* EXERCISE BRIEF *
In this exercise, the data must be written out exactly.

Data extracted from a collection
PR #100, opened 2025-12-08
refactor: unify public api

larskemper:
resolves https://github.com/shopware/shopware/issues/13742

#### Changes

- mark services internal & dispatch events for extensibility
- mark classes we want public, but not extended final


src/Migration/Logging/Log/Builder/MigrationLogBuilder.php
```diff
@@ -125,9 +126,7 @@ public function withExceptionTrace(array $exceptionTrace): self
      */
     public function build(string $logClass): AbstractMigrationLogEntry
     {
-        if (!class_exists($logClass) || !is_subclass_of($logClass, AbstractMigrationLogEntry::class)) {
-            throw MigrationException::failedToCreateMigrationLog($logClass);
```
jozsefdamokos, line 129: Isnt it better to keep the more specific exception here?

larskemper: not really necessary i think. Its obviously an dev config issue that will not happen in prod or hard fail anyways

src/Migration/Validation/MigrationValidationService.php
```diff
@@ -33,6 +33,9 @@
 use SwagMigrationAssistant\Migration\Validation\Log\MigrationValidationUnexpectedFieldLog;
 use Symfony\Contracts\EventDispatcher\EventDispatcherInterface;
 
+/**
+ * @internal
```
jozsefdamokos, line 37: I can see this one being extended by third parties

jozsefdamokos (approved):

src/Migration/Validation/MigrationValidationService.php
larskemper: they can with the dispatched events in the validator. Also I think validation should be our thing and not touched so much in extentions

ennasus4sun (approved):

src/Controller/HistoryController.php
```diff
@@ -28,7 +28,7 @@ class HistoryController extends AbstractController
 {
     public function __construct(
```
MalteJanz, line 32: Just a minor thing while you are at it: Would be nice if all our `__construct` functions of our Controllers would be marked `@internal`, so we can easily change the parameters without breaks.

src/Migration/ErrorResolution/Event/MigrationPostErrorResolutionEvent.php
```diff
@@ -0,0 +1,35 @@
...
+use SwagMigrationAssistant\Migration\ErrorResolution\MigrationErrorResolutionContext;
+use Symfony\Contracts\EventDispatcher\Event;
+
+/**
+ * @final
+ */
+#[Package('fundamentals@after-sales')]
+class MigrationPostErrorResolutionEvent extends Event implements ShopwareEvent
+{
+    public function __construct(private readonly MigrationErrorResolutionContext $errorResolutionContext)
```
MalteJanz, line 27: I guess third-parties don't need to call the constructor on event classes right? In that case also mark just this constructor `@internal`, so we can easily add more data in the future

src/Migration/ErrorResolution/Event/MigrationPreErrorResolutionEvent.php
```diff
@@ -0,0 +1,35 @@
...
+use SwagMigrationAssistant\Migration\ErrorResolution\MigrationErrorResolutionContext;
+use Symfony\Contracts\EventDispatcher\Event;
+
+/**
+ * @final
+ */
+#[Package('fundamentals@after-sales')]
+class MigrationPreErrorResolutionEvent extends Event implements ShopwareEvent
+{
+    public function __construct(private readonly MigrationErrorResolutionContext $errorResolutionContext)
```
MalteJanz, line 27: see above

src/Migration/ErrorResolution/MigrationErrorResolutionContext.php
```diff
@@ -0,0 +1,78 @@
...
+ * @final
+ */
+#[Package('fundamentals@after-sales')]
+class MigrationErrorResolutionContext
+{
+    /**
+     * @param array<int|string, array<int|string, mixed>> $data
+     * @param array<string, list<MigrationFix>> $fixes
+     */
+    public function __construct(
```
MalteJanz, line 27: see above, in general if the class is already marked with `@final` (so no inheritance from it / decoration that might need to call the constructor) and if it is only constructed by us / the dependency injection (DI) container, then I would also always add `@internal` to the constructor just to be explicit that the constructor can change.
This is not need if the whole class is already marked `@internal`

src/Migration/Validation/Event/MigrationPostValidationEvent.php
MalteJanz, line 27: see above

src/Migration/Validation/Event/MigrationPreValidationEvent.php
MalteJanz, line 27: see above

src/Migration/Validation/MigrationValidationContext.php
MalteJanz, line 31: see above

tests/unit/Migration/ErrorResolution/Event/MigrationPostErrorResolutionEventTest.php
```diff
@@ -0,0 +1,42 @@
...
+use SwagMigrationAssistant\Migration\ErrorResolution\MigrationErrorResolutionContext;
+
+/**
+ * @internal
+ */
+#[Package('fundamentals@after-sales')]
+#[CoversClass(MigrationPostErrorResolutionEvent::class)]
+class MigrationPostErrorResolutionEventTest extends TestCase
+{
+    public function testPostErrorResolutionEvent(): void
```
MalteJanz: What value does this test provide? The event itself is just a dump data object, similar to our exception objects. I would just mark the event itself `@codeCoverageIgnore` 🤔

A much more useful test would be if this event actually gets emitted in the correct place, which you have already done 🙂

tests/unit/Migration/ErrorResolution/Event/MigrationPreErrorResolutionEventTest.php
```diff
@@ -0,0 +1,42 @@
...
+use SwagMigrationAssistant\Migration\ErrorResolution\MigrationErrorResolutionContext;
+
+/**
+ * @internal
+ */
+#[Package('fundamentals@after-sales')]
+#[CoversClass(MigrationPreErrorResolutionEvent::class)]
+class MigrationPreErrorResolutionEventTest extends TestCase
+{
+    public function testPreErrorResolutionEvent(): void
```
MalteJanz: see above

tests/unit/Migration/ErrorResolution/MigrationErrorResolutionContextTest.php
```diff
@@ -0,0 +1,63 @@
...
+use SwagMigrationAssistant\Migration\ErrorResolution\MigrationErrorResolutionContext;
+
+/**
+ * @internal
+ */
+#[Package('fundamentals@after-sales')]
+#[CoversClass(MigrationErrorResolutionContext::class)]
+class MigrationErrorResolutionContextTest extends TestCase
+{
+    public function testErrorResolutionContext(): void
```
MalteJanz: Same here, if this context would have special logic in its getters / setters, I would say it's totally fine to test it. But I don't see anything special in that class under test

MalteJanz (approved):
Mostly some nitpicks / further suggestions of mine. Overall looks good already 👍

src/Migration/ErrorResolution/Event/MigrationPostErrorResolutionEvent.php
larskemper: true, their just need to access the getters 👍

src/Migration/ErrorResolution/MigrationErrorResolutionContext.php
larskemper: the class is marked `@final` so thrird party can use but not extend. I will mark the constructor `@internal` 👍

* TASK RESULT *
PR #100, opened 2025-12-08
refactor: unify public api

larskemper:
resolves https://github.com/shopware/shopware/issues/13742

#### Changes

- mark services internal & dispatch events for extensibility
- mark classes we want public, but not extended final


src/Migration/Logging/Log/Builder/MigrationLogBuilder.php
```diff
@@ -125,9 +126,7 @@ public function withExceptionTrace(array $exceptionTrace): self
      */
     public function build(string $logClass): AbstractMigrationLogEntry
     {
-        if (!class_exists($logClass) || !is_subclass_of($logClass, AbstractMigrationLogEntry::class)) {
-            throw MigrationException::failedToCreateMigrationLog($logClass);
```
jozsefdamokos, line 129: Isnt it better to keep the more specific exception here?

larskemper: not really necessary i think. Its obviously an dev config issue that will not happen in prod or hard fail anyways

src/Migration/Validation/MigrationValidationService.php
```diff
@@ -33,6 +33,9 @@
 use SwagMigrationAssistant\Migration\Validation\Log\MigrationValidationUnexpectedFieldLog;
 use Symfony\Contracts\EventDispatcher\EventDispatcherInterface;
 
+/**
+ * @internal
```
jozsefdamokos, line 37: I can see this one being extended by third parties

jozsefdamokos (approved):

src/Migration/Validation/MigrationValidationService.php
larskemper: they can with the dispatched events in the validator. Also I think validation should be our thing and not touched so much in extentions

ennasus4sun (approved):

src/Controller/HistoryController.php
```diff
@@ -28,7 +28,7 @@ class HistoryController extends AbstractController
 {
     public function __construct(
```
MalteJanz, line 32: Just a minor thing while you are at it: Would be nice if all our `__construct` functions of our Controllers would be marked `@internal`, so we can easily change the parameters without breaks.

src/Migration/ErrorResolution/Event/MigrationPostErrorResolutionEvent.php
```diff
@@ -0,0 +1,35 @@
...
+use SwagMigrationAssistant\Migration\ErrorResolution\MigrationErrorResolutionContext;
+use Symfony\Contracts\EventDispatcher\Event;
+
+/**
+ * @final
+ */
+#[Package('fundamentals@after-sales')]
+class MigrationPostErrorResolutionEvent extends Event implements ShopwareEvent
+{
+    public function __construct(private readonly MigrationErrorResolutionContext $errorResolutionContext)
```
MalteJanz, line 27: I guess third-parties don't need to call the constructor on event classes right? In that case also mark just this constructor `@internal`, so we can easily add more data in the future

src/Migration/ErrorResolution/Event/MigrationPreErrorResolutionEvent.php
```diff
@@ -0,0 +1,35 @@
...
+use SwagMigrationAssistant\Migration\ErrorResolution\MigrationErrorResolutionContext;
+use Symfony\Contracts\EventDispatcher\Event;
+
+/**
+ * @final
+ */
+#[Package('fundamentals@after-sales')]
+class MigrationPreErrorResolutionEvent extends Event implements ShopwareEvent
+{
+    public function __construct(private readonly MigrationErrorResolutionContext $errorResolutionContext)
```
MalteJanz, line 27: see above

src/Migration/ErrorResolution/MigrationErrorResolutionContext.php
```diff
@@ -0,0 +1,78 @@
...
+ * @final
+ */
+#[Package('fundamentals@after-sales')]
+class MigrationErrorResolutionContext
+{
+    /**
+     * @param array<int|string, array<int|string, mixed>> $data
+     * @param array<string, list<MigrationFix>> $fixes
+     */
+    public function __construct(
```
MalteJanz, line 27: see above, in general if the class is already marked with `@final` (so no inheritance from it / decoration that might need to call the constructor) and if it is only constructed by us / the dependency injection (DI) container, then I would also always add `@internal` to the constructor just to be explicit that the constructor can change.
This is not need if the whole class is already marked `@internal`

src/Migration/Validation/Event/MigrationPostValidationEvent.php
MalteJanz, line 27: see above

src/Migration/Validation/Event/MigrationPreValidationEvent.php
MalteJanz, line 27: see above

src/Migration/Validation/MigrationValidationContext.php
MalteJanz, line 31: see above

tests/unit/Migration/ErrorResolution/Event/MigrationPostErrorResolutionEventTest.php
```diff
@@ -0,0 +1,42 @@
...
+use SwagMigrationAssistant\Migration\ErrorResolution\MigrationErrorResolutionContext;
+
+/**
+ * @internal
+ */
+#[Package('fundamentals@after-sales')]
+#[CoversClass(MigrationPostErrorResolutionEvent::class)]
+class MigrationPostErrorResolutionEventTest extends TestCase
+{
+    public function testPostErrorResolutionEvent(): void
```
MalteJanz: What value does this test provide? The event itself is just a dump data object, similar to our exception objects. I would just mark the event itself `@codeCoverageIgnore` 🤔

A much more useful test would be if this event actually gets emitted in the correct place, which you have already done 🙂

tests/unit/Migration/ErrorResolution/Event/MigrationPreErrorResolutionEventTest.php
```diff
@@ -0,0 +1,42 @@
...
+use SwagMigrationAssistant\Migration\ErrorResolution\MigrationErrorResolutionContext;
+
+/**
+ * @internal
+ */
+#[Package('fundamentals@after-sales')]
+#[CoversClass(MigrationPreErrorResolutionEvent::class)]
+class MigrationPreErrorResolutionEventTest extends TestCase
+{
+    public function testPreErrorResolutionEvent(): void
```
MalteJanz: see above

tests/unit/Migration/ErrorResolution/MigrationErrorResolutionContextTest.php
```diff
@@ -0,0 +1,63 @@
...
+use SwagMigrationAssistant\Migration\ErrorResolution\MigrationErrorResolutionContext;
+
+/**
+ * @internal
+ */
+#[Package('fundamentals@after-sales')]
+#[CoversClass(MigrationErrorResolutionContext::class)]
+class MigrationErrorResolutionContextTest extends TestCase
+{
+    public function testErrorResolutionContext(): void
```
MalteJanz: Same here, if this context would have special logic in its getters / setters, I would say it's totally fine to test it. But I don't see anything special in that class under test

MalteJanz (approved):
Mostly some nitpicks / further suggestions of mine. Overall looks good already 👍

src/Migration/ErrorResolution/Event/MigrationPostErrorResolutionEvent.php
larskemper: true, their just need to access the getters 👍

src/Migration/ErrorResolution/MigrationErrorResolutionContext.php
larskemper: the class is marked `@final` so thrird party can use but not extend. I will mark the constructor `@internal` 👍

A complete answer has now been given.